卫夫人的表情是嫌弃的,连动作也明显地嫌她不够干净,要她站远些别来污染她呼吸的空气。

“那我应该叫妳什么,卫老太太还是卫夫人?”她的鞋穿在脚上要怎么提?她又不是大力士可以连人带鞋一并举高。

“我很老吗?妳什么也不用叫,反正我们也不会再见面,去把行李收一收给我走人,我不想再看到妳。”像这种想借着男人往上爬的女人她见多了。

“为什么?”自己离开和被人赶有很大的差别,她不想走得迷迷糊糊。

蒋思思的目光无法不投向妇人身边坐着的那对母子,他们的五官有几分神似,一看就知其关系,不致令人错认或质疑。

只是不知是她的错觉或眼花,那名年轻高雅的孕妇在神伤的面容下忽然闪过得意的神色,以胜利者的姿态睨了她一眼。

“妳还敢问我为什么,自己做过的下贱事还要别人一提再提吗?妳不觉得无耻我都替妳羞愧。”她还有胆问为什么,果然是没教养的女人。

“我真的不晓得妳在说什么,妳为什么一再辱骂我,妳这样很没礼貌。”原来王子的母亲都这么恶质,难怪白雪公主会吃毒苹果自杀。

因为她是受虐媳妇。

“妳敢说我没礼貌,妳……妳这没人要的孤儿……敏君,妳来跟她说,我不想被她气死。”就会装模作样,想跟她斗还早得很。

没人要的……孤儿?

这句话像一把利箭穿过她的心窝,没人知道她伤得有多重,蒋思思的脸色刷地一白,笑容苦涩得不愿被看轻,挺直背脊好迎向接下来的挑战。

没关系,她只是由邻国的公主打回灰姑娘的原形,神仙教母施在她身上的魔法只能维持到午夜十二点,时间一过她就得消失了。

“小姐,我不知道妳是基于什么原由自甘堕落,但请把我的丈夫还给我,我和孩子都需要他,我们不能没有丈夫和父亲。”
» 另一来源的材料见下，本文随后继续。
PR #750, opened 2022-07-09
Better bundler caching for GitHub Actions

rohandebsarkar:
References:
1. https://github.com/actions/cache/blob/main/examples.md#ruby---bundler
2. https://github.com/ruby/setup-ruby#caching-bundle-install-automatically


rohandebsarkar:
This PR will decrease GitHub Action consecutive build times by **~80%** with the same `Gemfile`.

PR #758, opened 2022-07-11
fix more authors bug

lufficc:
If more than one bib items trigger more author(s) action, it will effect each other due to  `$('span.more-authors')`.  Simply it change to `$(this)`  can solve this.


rohandebsarkar:
@lufficc, thanks for your contribution. Made a few quick changes to your branch. Hope you don't mind.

接下来一连串的哀求和动之以情蒋思思都听不见了,感觉心被切割成一片片,像暴风雨侵袭过的残花落叶,再也无法恢复得完整。

这就是爱上人的结果吗?她自问。

拎着简单的行李走出那曾让她感到幸福的爱的小窝,现在是伤她最深的伤心地,她一次也没回头看,就这么走出他的世界。